> WORK REQUIRED
Your answer should be the exact lines of the data below from the one containing "feat: add metrics" through the one containing "changed the commit-exception"; please include nothing else.

----- DATASET EXTRACT -----

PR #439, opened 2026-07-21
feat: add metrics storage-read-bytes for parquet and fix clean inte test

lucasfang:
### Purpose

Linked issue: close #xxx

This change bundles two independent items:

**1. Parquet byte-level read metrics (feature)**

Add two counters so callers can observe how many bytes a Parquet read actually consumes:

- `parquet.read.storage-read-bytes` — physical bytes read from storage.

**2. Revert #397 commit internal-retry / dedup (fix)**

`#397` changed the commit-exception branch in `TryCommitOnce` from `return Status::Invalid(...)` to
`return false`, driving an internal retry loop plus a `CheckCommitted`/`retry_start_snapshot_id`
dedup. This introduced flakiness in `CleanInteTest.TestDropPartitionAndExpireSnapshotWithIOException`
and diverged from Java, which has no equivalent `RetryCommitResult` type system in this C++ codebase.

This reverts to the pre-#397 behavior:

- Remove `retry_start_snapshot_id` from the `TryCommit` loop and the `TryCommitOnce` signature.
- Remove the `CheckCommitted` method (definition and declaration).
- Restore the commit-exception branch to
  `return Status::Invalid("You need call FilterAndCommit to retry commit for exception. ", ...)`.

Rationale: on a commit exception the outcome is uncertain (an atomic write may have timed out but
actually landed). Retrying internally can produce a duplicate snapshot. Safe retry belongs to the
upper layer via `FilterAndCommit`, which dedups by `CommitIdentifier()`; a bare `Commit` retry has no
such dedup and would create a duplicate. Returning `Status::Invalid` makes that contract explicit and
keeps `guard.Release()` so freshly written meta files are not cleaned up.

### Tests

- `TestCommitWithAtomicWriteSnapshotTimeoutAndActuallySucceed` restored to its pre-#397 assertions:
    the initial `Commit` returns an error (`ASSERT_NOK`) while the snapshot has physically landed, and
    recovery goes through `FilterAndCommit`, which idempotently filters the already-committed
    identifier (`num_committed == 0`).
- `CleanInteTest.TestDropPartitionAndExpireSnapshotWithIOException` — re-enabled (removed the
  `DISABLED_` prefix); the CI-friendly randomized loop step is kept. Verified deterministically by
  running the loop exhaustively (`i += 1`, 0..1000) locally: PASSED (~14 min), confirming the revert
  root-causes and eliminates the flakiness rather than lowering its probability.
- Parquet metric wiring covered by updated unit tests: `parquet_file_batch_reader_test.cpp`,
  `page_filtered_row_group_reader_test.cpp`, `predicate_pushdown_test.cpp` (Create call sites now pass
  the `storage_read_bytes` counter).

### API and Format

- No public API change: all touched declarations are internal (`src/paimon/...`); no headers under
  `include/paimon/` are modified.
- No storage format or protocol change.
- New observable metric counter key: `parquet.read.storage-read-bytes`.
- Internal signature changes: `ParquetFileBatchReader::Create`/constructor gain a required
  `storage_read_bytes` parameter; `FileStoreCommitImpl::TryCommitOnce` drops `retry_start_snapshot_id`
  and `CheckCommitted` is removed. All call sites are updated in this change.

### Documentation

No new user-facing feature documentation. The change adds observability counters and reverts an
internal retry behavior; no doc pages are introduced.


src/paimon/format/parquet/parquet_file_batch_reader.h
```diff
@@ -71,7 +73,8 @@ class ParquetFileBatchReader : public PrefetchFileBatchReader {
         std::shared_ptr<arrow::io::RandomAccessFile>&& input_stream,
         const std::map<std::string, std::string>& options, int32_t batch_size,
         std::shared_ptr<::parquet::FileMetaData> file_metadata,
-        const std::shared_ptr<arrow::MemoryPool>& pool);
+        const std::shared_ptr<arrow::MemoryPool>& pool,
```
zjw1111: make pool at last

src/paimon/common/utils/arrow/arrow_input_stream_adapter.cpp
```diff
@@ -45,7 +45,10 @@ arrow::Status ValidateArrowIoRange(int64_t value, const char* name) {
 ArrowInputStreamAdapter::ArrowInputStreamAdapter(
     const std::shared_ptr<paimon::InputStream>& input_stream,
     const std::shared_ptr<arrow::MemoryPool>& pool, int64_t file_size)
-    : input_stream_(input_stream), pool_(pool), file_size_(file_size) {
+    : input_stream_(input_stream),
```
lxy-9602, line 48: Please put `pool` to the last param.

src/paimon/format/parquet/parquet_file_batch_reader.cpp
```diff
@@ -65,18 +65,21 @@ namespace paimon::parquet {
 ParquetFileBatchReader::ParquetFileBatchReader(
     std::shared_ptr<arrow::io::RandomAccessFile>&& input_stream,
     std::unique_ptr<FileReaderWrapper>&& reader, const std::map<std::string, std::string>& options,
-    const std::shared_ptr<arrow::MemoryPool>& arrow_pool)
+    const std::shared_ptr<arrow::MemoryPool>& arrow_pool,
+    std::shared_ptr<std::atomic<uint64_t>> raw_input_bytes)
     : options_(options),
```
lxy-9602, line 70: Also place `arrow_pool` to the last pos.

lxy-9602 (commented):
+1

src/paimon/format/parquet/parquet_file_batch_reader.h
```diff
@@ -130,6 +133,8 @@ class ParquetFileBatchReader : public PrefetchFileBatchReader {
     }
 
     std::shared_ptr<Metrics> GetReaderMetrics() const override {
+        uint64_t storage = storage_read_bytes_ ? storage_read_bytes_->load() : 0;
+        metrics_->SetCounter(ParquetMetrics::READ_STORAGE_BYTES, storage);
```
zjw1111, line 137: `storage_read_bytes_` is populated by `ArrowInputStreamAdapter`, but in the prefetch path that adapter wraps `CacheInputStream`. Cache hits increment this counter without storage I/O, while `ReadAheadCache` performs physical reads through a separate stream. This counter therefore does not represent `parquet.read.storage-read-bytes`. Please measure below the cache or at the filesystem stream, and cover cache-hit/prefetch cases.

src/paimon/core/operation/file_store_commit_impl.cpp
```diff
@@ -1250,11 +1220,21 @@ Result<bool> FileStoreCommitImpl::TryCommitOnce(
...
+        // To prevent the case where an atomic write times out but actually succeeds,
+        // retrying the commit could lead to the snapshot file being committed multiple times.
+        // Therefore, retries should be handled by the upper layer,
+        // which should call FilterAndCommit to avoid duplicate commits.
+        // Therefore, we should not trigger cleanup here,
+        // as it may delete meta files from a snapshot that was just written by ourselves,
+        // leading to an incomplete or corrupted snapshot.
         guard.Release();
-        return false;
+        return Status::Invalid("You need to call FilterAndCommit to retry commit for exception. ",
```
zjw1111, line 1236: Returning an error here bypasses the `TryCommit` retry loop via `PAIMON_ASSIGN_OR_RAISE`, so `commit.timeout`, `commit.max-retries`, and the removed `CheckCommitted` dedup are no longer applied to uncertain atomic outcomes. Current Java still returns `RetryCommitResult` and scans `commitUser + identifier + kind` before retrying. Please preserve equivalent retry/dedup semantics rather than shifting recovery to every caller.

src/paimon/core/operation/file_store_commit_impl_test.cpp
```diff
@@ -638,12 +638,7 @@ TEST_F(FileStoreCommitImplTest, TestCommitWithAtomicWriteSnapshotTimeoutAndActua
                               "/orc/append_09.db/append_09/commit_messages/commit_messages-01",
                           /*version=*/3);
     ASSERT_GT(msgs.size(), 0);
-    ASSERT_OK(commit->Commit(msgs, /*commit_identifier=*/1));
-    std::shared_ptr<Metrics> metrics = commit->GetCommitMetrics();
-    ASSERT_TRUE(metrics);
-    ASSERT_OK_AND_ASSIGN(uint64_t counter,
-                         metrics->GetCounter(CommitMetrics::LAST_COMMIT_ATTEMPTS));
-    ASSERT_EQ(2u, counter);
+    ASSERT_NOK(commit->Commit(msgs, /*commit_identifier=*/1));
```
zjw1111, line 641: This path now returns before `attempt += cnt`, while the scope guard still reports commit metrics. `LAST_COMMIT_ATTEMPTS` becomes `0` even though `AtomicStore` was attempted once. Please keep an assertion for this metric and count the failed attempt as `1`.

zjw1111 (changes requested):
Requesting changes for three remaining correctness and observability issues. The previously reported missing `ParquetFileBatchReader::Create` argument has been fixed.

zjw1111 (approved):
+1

-----
----- DATASET EXTRACT -----

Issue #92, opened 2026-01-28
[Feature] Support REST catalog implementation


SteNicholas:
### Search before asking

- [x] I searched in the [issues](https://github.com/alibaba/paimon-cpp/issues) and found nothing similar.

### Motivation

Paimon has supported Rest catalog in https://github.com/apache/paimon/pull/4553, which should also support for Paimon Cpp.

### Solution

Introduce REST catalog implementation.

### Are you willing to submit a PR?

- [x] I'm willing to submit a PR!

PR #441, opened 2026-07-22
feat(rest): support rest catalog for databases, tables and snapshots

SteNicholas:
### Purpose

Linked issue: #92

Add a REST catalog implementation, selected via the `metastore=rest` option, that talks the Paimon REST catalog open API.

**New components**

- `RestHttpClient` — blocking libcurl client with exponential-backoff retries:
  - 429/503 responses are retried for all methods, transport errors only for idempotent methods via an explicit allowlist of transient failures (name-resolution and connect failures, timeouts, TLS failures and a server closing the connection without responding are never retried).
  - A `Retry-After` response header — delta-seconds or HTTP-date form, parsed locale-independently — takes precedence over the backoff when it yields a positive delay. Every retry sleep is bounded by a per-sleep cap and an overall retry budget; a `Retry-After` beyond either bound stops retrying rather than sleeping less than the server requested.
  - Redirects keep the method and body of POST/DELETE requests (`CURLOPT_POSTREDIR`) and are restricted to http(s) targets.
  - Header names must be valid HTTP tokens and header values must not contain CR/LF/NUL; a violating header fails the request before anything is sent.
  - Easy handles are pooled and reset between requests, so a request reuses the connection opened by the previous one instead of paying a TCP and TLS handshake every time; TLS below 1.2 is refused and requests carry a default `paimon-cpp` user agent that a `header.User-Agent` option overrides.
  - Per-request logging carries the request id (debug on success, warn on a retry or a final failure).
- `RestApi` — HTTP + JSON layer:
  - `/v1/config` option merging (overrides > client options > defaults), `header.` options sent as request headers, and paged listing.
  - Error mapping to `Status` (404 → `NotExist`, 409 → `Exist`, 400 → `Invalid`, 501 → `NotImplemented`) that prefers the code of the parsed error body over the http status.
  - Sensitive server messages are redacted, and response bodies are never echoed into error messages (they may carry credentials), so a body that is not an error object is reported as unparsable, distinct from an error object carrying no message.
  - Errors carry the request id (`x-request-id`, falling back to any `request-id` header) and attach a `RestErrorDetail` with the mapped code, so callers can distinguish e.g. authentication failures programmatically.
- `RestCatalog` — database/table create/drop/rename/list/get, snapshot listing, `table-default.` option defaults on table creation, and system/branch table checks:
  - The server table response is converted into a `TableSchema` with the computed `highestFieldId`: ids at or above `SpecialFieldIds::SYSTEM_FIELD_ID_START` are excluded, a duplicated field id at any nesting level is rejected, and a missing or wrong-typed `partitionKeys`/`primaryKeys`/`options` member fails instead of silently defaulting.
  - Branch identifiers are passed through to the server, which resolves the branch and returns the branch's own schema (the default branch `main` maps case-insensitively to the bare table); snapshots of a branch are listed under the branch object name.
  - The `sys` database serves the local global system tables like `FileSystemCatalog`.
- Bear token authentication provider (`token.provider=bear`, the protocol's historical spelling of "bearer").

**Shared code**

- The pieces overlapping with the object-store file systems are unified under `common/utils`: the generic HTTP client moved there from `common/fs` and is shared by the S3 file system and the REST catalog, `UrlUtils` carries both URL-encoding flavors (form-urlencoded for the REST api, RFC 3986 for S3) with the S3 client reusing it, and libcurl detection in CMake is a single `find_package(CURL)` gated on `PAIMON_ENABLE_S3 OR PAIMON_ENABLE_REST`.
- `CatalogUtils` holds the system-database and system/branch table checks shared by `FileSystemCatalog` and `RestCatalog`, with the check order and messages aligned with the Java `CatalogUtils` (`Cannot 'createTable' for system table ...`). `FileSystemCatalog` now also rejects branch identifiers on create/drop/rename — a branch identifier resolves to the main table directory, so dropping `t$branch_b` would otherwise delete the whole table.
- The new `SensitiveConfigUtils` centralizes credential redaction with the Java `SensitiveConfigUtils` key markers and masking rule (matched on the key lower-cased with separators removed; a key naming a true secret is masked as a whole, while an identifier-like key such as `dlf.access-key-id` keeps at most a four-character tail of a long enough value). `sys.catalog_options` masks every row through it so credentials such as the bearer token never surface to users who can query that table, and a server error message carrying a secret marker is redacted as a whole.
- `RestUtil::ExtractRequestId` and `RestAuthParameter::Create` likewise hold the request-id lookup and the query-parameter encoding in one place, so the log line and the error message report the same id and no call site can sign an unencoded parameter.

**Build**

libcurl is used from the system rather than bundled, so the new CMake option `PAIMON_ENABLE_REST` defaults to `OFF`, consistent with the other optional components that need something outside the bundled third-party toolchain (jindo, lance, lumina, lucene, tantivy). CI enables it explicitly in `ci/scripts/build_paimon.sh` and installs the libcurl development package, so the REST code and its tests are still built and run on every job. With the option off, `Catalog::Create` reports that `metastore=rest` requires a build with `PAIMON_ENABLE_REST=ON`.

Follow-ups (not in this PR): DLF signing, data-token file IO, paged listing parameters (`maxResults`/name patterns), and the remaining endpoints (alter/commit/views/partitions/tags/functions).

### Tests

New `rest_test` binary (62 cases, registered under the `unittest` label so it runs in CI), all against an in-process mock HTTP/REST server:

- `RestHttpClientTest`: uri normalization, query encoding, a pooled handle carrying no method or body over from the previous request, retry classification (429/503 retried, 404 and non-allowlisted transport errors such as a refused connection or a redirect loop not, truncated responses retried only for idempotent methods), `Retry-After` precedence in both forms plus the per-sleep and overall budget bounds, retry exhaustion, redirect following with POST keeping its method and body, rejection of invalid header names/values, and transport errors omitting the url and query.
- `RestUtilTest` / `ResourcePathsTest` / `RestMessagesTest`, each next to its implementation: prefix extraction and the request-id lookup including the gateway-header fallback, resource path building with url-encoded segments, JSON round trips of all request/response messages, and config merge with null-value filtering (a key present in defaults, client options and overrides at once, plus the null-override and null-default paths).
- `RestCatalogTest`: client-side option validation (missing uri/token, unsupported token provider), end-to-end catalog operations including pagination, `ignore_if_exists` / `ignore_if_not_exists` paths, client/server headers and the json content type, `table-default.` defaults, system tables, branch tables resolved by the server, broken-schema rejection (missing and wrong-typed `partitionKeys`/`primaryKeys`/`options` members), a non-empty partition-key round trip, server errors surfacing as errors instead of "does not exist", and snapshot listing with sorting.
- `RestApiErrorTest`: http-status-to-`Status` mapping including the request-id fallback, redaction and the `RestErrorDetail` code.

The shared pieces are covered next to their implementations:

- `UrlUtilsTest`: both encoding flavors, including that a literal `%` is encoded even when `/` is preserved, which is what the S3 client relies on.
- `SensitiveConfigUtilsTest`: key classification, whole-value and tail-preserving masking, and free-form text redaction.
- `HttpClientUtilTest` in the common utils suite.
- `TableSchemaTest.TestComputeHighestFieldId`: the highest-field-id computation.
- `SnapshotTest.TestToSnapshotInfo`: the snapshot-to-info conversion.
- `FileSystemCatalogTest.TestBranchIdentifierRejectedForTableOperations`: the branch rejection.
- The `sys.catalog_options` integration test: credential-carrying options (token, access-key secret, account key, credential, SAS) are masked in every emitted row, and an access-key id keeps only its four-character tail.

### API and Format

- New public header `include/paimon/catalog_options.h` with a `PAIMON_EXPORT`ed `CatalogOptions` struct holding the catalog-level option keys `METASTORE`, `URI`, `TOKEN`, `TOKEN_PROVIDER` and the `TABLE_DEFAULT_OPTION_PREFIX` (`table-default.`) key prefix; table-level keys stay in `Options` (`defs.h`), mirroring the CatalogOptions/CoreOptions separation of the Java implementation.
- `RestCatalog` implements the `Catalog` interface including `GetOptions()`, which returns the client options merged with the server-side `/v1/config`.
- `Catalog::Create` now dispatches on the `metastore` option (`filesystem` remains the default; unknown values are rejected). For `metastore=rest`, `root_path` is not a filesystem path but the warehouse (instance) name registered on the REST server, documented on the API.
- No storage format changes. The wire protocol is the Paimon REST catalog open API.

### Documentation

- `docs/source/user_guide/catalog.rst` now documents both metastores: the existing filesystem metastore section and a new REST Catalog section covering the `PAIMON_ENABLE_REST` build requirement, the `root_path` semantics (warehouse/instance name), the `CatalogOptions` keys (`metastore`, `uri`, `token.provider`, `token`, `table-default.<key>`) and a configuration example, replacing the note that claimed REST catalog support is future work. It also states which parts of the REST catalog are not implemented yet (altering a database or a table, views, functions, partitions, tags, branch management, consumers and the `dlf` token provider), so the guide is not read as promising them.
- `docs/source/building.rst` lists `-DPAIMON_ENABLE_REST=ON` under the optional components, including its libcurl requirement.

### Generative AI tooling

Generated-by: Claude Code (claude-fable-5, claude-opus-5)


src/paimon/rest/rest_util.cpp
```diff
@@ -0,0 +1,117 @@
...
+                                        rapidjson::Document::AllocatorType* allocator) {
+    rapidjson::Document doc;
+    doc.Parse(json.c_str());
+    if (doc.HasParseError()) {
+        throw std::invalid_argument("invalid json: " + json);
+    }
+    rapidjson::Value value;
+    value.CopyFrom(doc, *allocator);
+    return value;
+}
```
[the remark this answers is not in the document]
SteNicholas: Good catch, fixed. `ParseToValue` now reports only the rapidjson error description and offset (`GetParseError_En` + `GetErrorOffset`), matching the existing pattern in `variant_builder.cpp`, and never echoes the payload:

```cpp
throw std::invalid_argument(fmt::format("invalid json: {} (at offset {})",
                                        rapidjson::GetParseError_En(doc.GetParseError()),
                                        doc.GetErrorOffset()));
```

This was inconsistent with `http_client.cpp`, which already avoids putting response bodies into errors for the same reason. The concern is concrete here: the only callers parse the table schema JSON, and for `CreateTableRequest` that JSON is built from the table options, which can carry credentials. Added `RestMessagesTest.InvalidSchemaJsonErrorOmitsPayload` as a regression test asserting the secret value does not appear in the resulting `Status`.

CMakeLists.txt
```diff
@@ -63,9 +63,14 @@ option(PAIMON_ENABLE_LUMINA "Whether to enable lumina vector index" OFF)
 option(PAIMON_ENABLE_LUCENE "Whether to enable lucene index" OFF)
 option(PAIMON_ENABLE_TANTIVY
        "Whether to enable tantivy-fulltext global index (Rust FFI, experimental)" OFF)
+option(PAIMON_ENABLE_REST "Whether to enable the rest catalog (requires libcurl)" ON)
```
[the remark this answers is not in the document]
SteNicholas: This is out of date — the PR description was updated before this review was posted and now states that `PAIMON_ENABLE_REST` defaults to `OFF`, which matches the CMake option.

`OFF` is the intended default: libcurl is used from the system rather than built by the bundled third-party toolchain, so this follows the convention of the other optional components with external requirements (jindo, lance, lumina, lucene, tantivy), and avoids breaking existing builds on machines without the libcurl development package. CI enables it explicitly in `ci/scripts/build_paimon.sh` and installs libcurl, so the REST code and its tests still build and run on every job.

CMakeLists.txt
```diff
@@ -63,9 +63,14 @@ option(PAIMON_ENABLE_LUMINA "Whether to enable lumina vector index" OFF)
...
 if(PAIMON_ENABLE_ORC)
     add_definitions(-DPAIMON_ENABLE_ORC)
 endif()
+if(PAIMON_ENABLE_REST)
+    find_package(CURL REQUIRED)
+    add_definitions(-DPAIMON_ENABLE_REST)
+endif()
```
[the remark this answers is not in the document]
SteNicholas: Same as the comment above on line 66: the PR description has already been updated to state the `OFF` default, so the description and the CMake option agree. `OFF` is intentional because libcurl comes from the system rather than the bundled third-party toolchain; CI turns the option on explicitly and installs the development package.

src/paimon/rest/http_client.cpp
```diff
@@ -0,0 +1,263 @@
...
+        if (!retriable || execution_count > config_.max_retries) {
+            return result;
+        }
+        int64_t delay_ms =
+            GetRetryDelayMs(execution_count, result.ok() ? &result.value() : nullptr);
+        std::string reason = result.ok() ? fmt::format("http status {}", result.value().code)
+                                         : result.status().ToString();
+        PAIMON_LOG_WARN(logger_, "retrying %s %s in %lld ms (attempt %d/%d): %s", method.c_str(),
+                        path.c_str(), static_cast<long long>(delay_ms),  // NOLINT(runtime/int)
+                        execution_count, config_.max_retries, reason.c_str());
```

-----

> RESPONSE TO THIS EXERCISE
feat: add metrics storage-read-bytes for parquet and fix clean inte test

lucasfang:
### Purpose

Linked issue: close #xxx

This change bundles two independent items:

**1. Parquet byte-level read metrics (feature)**

Add two counters so callers can observe how many bytes a Parquet read actually consumes:

- `parquet.read.storage-read-bytes` — physical bytes read from storage.

**2. Revert #397 commit internal-retry / dedup (fix)**

`#397` changed the commit-exception branch in `TryCommitOnce` from `return Status::Invalid(...)` to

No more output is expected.